A more general implication of a two-level theory of fear conditioning for translational research is that investigators should be mindful of important cross-species differences when conducting conditioning studies. First, the nature of conditioning (e.g., single cue vs. differential or contextual conditioning) may promote the use of lower-order or higher-order processes. In addition, noxious US must be perceived to be potentially lethal in animals. In human experiments, US are comparatively mildly aversive and pose no threat to survival. Mild US are less likely to activate automatic CRs than more intense US (36). Second, the nature of the cognitive processes involved in rodents (21) and humans are likely to be very different; volitional attention strongly influences CR in humans. Human research would more greatly benefit from basic research if more complex conditioning procedures engaging higher-level cognitive processes were used in animals (e.g., context conditioning, differential conditioning). Similarly, human research should devote greater efforts to developing robust conditioning experiments that are more impervious to cognition. Ideally, the best way to examine the effect of DCS on extinction in lab-based conditioning in humans would be to use fear-relevant CS, short CS-US intervals during acquisition, an intense US, and masked CS presentation during extinction.

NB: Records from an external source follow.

PR #413, opened 2026-04-02
ci: update CodeQL workflow actions and add Dependabot monitoring

jkmassel:
## Summary
- Bump `actions/checkout` from v4 to v5
- Bump `github/codeql-action` (init, autobuild, analyze) from v3 to v4
- Add `github-actions` ecosystem to Dependabot to automatically track future action version updates

Resolves GitHub Actions deprecation warnings for Node.js 20. Both v5 (checkout) and v4 (codeql-action) are drop-in replacements with no breaking changes for this workflow.

## Test plan
- [ ] Verify CodeQL workflow runs successfully on this PR
- [ ] Confirm no Node.js deprecation warnings in workflow logs

### DIFF
--- a/.github/workflows/codeql.yml
+++ b/.github/workflows/codeql.yml
@@ -22,13 +22,7 @@ jobs:
         strategy:
             fail-fast: false
             matrix:
-                include:
-                    - language: actions
-                      build-mode: none
-                    - language: java-kotlin
-                      build-mode: autobuild
-                    - language: javascript-typescript
-                      build-mode: none
+                language: [actions, javascript-typescript]
 
         steps:
             - name: Checkout repository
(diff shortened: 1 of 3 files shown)


dcalhoun (commented):
While I do not see any deprecation warnings in the CI logs, it appears the Swift CodeQL task continues to cancel due to a timeout. Here is Claude's analysis. WDYT is the most appropriate solution?

<details><summary>Claude analysis</summary>

## Root Cause

The `analyze-swift` job is hitting its **30-minute timeout** (`codeql.yml:67`). The `swift build --build-tests` step alone takes ~29.5 minutes, leaving no time for the subsequent "Build Demo app" step. The build got to 277/279 compilations before being killed.

Two factors contribute to the long build time:

1. **SPM dependency resolution is slow** — computing the version for `SVGView.git` alone took **531 seconds** (~9 minutes). This is a known issue with SPM when using `from:` ranges on repos with many tags — SPM checks every tag to find compatible versions.

2. **The build itself is large** — compiling all targets including tests (279 compilation units total) plus all dependencies (SwiftSoup, SVGView, GutenbergKitHTTP, etc.) takes ~20 minutes.

And the "Build Demo app" xcodebuild step would add even more time on top of that.

## Fix Options

**Option 1 (simplest): Increase the timeout**

Bump `timeout-minutes` from 30 to 60 on the `analyze-swift` job. This gives enough headroom for both build steps plus the CodeQL analysis step.

**Option 2 (also helps): Remove `--build-tests`**

Change `swift build --build-tests` to just `swift build`. CodeQL only needs the source code compiled for analysis — test code is typically not what you want to scan for security vulnerabilities. This would cut out ~50 compilation units and save several minutes.

**Option 3 (complementary): Remove the Demo app build**

The Demo app build adds more compilation time. If the Swift package build already covers the main library code, the Demo app step may be redundant for CodeQL's purposes.

</details>

.github/workflows/codeql.yml
```diff
@@ -22,46 +22,78 @@ jobs:
...
+              uses: github/codeql-action/init@v4
               with:
                   languages: swift
 
             - name: Build Swift package
-              run: swift build --target GutenbergKit --target GutenbergKitHTTP
+              run: swift build
+
+            - name: Build Demo app
+              run: xcodebuild build -project ios/Demo-iOS/Gutenberg.xcodeproj -scheme Gutenberg -destination 'generic/platform=iOS' CODE_SIGNING_ALLOWED=NO
```
iangmaia, line 94: 💭 Just wondering, would it make sense to check in the Demo app `Package.resolved`, now that this job builds the Xcode project? That would make dependency resolution for this step reproducible.

PR #415, opened 2026-04-02
fix(android): use ACTION_OPEN_DOCUMENT to avoid ERR_UPLOAD_FILE_CHANGED

dcalhoun:
## What?

Replace `ACTION_GET_CONTENT` with `ACTION_OPEN_DOCUMENT` for the WebView file chooser and remove the `FileCache` workaround that was copying cloud-backed files to local cache.

## Why?

On Android 13+, the system Photo Picker intercepts `ACTION_GET_CONTENT` for image/video MIME types, returning proxy `content://media/picker/...` URIs. These proxy URIs report inconsistent `last_modified` metadata between queries, which triggers Chromium's `ERR_UPLOAD_FILE_CHANGED` validation and fails the upload. The existing `FileCache` workaround ([#224](https://github.com/wordpress-mobile/GutenbergKit/pull/224)) mitigated this by copying files to local cache before handing them to the WebView, but at the cost of doubling storage usage per upload. With the addition of #357, that memory pressure will continue to increase, as a local cache is used there as well. 

Additional details from the #224 workaround description:

> Due to a [Chrome bug](https://issues.chromium.org/issues/40123366), uploading media often failed if the file was provided by a cloud-based content provider (e.g., the Google Drive app). The error is almost always thrown, but generally only causes video (or larger) file uploads to fail. 
> 
> This issue is also [noted in the `tus-js-client` project](https://github.com/tus/tus-js-client/issues/255#issuecomment-828386273), which is used by VideoPress. The `ERR_UPLOAD_FILE_CHANGE` error occurs for most all media uploads (images, videos, etc), but seemingly mostly causes VideoPress uploads to fail, likely due to the `tus` usage. 
> 
> The `ERR_UPLOAD_FILE_CHANGE` error is also _not_ thrown when using GutenbergKit/VideoPress from the Chrome browser directly. It only occurs in the Android WebView. 

## How?

`ACTION_OPEN_DOCUMENT` routes directly to DocumentsUI (the system file browser), which returns stable `content://com.android.providers.media.documents/...` URIs that do not trigger the Chromium bug. This eliminates the root cause rather than working around it, allowing removal of the `FileCache` workaround entirely.

Changes:
- Switch `onShowFileChooser` intent from `ACTION_GET_CONTENT` to `ACTION_OPEN_DOCUMENT`
- Remove the `Intent.createChooser()` wrapper (unnecessary for `ACTION_OPEN_DOCUMENT`)
- Delete `FileCache.kt` and `FileCacheTest.kt`
- Remove `processFileUris()` from `GutenbergView`
- Remove `FileCache.clearCache()` from `onDetachedFromWindow`
- Simplify `EditorActivity` file picker handler
- Clean up stale detekt baseline entries

## Testing Instructions

1. Open the GutenbergKit demo app on an Android 13+ device.
2. Insert an **Image block** → tap Upload → select an image → verify upload succeeds.
3. Insert a **Gallery block** → tap Upload → select multiple[^1] images → verify upload succeeds.
4. Insert a **Video block** → tap Upload → select a video → verify upload succeeds.
5. Insert an **Audio block** → tap Upload → select an audio file → verify upload succeeds.
6. Insert a **File block** → tap Upload → select any file → verify upload succeeds.
7. For each case, verify no `ERR_UPLOAD_FILE_CHANGED` errors appear in Logcat.

[^1]: Selecting multiple files may require long pressing a file to begin multi-selection. 

N/A — no UI changes within the editor. The system DocumentsUI file picker is used instead of the Photo Picker, but both are system-provided accessible components.

## Screenshots or screencast

Before | After 
-- | -- 
before-2 | after-2


nbradbury (approved):
@dcalhoun It's a shame this change was necessary because the Photo Picker is much friendlier, but it seems there's no alternative. I'll approve this, but note there's a conflict that needs to be resolved before merging :shipit:

dcalhoun:
Thanks, @nbradbury. I agree this is quite unfortunate. I'm discussing this specific workaround with @jkmassel before merging.

jkmassel (approved):

PR #418, opened 2026-04-02
Add Lockdown Mode warning sheet for iOS editor

jkmassel:
## Summary
Ref CMM-2014. 

- Detects iOS Lockdown Mode via `WKWebpagePreferences.isLockdownModeEnabled` after WebView navigation completes
- Presents a dismissible half-sheet warning with a "Learn More" link to Apple's support article on excluding apps
- Re-checks lockdown mode status when the app returns to foreground to handle Settings changes
- All user-facing strings routed through `EditorLocalization` so host apps can provide translations

IMG_0003

## Test plan
- [x] Verify the warning sheet appears when Lockdown Mode is enabled on device
- [x] Verify "Learn More" opens the Apple support article
- [x] Verify "Dismiss" closes the sheet and focuses the editor
- [x] Verify toggling Lockdown Mode exclusion in Settings and returning to the app updates state correctly
- [x] Verify editor autofocus is skipped when lockdown mode is active so the keyboard doesn't overlap the sheet
- [x] Verify normal editor behavior is unaffected when lockdown mode is disabled
- [x] Run `LockdownModeMonitorTests` (CI will do this)

## Known issue
Type some text then switch to settings and back – the contents of the editor are lost.


ios/Sources/GutenbergKit/Sources/Views/LockdownModeSheet.swift
```diff
@@ -0,0 +1,82 @@
+import SwiftUI
+
+#if canImport(UIKit)
+import UIKit
+
+/// A sheet that warns users about Lockdown Mode potentially affecting editor functionality.
+///
+/// Lockdown Mode applies additional security restrictions to WebKit that can
+/// impact the performance and functionality of the Gutenberg editor.
+struct LockdownModeSheet: View {
```
dcalhoun, line 10: Should we rename this file from `Banner` to `Sheet` to match the terminology in the file?

ios/Sources/GutenbergKit/Sources/Services/LockdownModeMonitor.swift
```diff
@@ -0,0 +1,201 @@
...
+        onResetReadyState?()
+
+        // Dismiss the sheet if presented, then reload to re-run detection
+        dismissSheetIfPresented { [weak self] in
+            // Reload triggers navigation delegate which calls detectLockdownMode()
+            // If Lockdown Mode state changed:
+            //   - Now enabled: sheet will be shown
+            //   - Now disabled: editor will fade in normally without sheet
+            self?.detectable?.reloadForLockdownMode()
+        }
```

Many practical questions remain unanswered concerning the mechanisms of action of DCS on conditioning processes, and the specific factors that affect DCS’s effectiveness, such as the dose/time of treatment or the number of exposure/extinction trials. These questions can also be extended to other therapeutic interventions that may influence conditioning processes (acquisition, extinction, consolidation, reconsolidation) with potential implications for human mental health (e.g., beta-blockers, cortisone). Traditionally, these issues have been addressed via clinical trials, but clinical trials with patients are challenging, costly, and time-consuming. As an alternative, laboratory-based fear conditioning procedures present several advantages (e.g., low cost, easy-to-recruit non-clinical samples). Thus, fear conditioning in humans is an important step towards better characterizing drug effects on conditioning processes in order to inform clinical treatment. However, for the cross-fertilization of basic science and psychological science to benefit clinical science, the need to develop a better understanding of fear conditioning mechanisms and refine conditioning procedures in humans and in animals is key.
Financial support for this study was provided by the Intramural Research Program of the National Institute of Mental Health (NIMH). The author would like to thank Monique Ernst, Schmuel Lissek, Brian Cornwell, and Ruben Alvarez for comments on earlier versions of this manuscript, and Ioline Henter for her editorial assistance.
DISCLOSURE/CONFLICT OF INTEREST The author declares that, except for income received from the primary employer, no financial support or compensation has been received from any individual or corporate entity over the past three years for research or professional service and there are no personal financial holdings that could be perceived as constituting a potential conflict of interest.